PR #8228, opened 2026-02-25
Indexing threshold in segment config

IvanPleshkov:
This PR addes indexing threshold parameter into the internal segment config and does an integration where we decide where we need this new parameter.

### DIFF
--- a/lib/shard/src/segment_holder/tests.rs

* **Work to complete**:
Each line of the entries above that contains "config" is to be copied.

* **Output of the exercise**:
Indexing threshold in segment config
This PR addes indexing threshold parameter into the internal segment config and does an integration where we decide where we need this new parameter.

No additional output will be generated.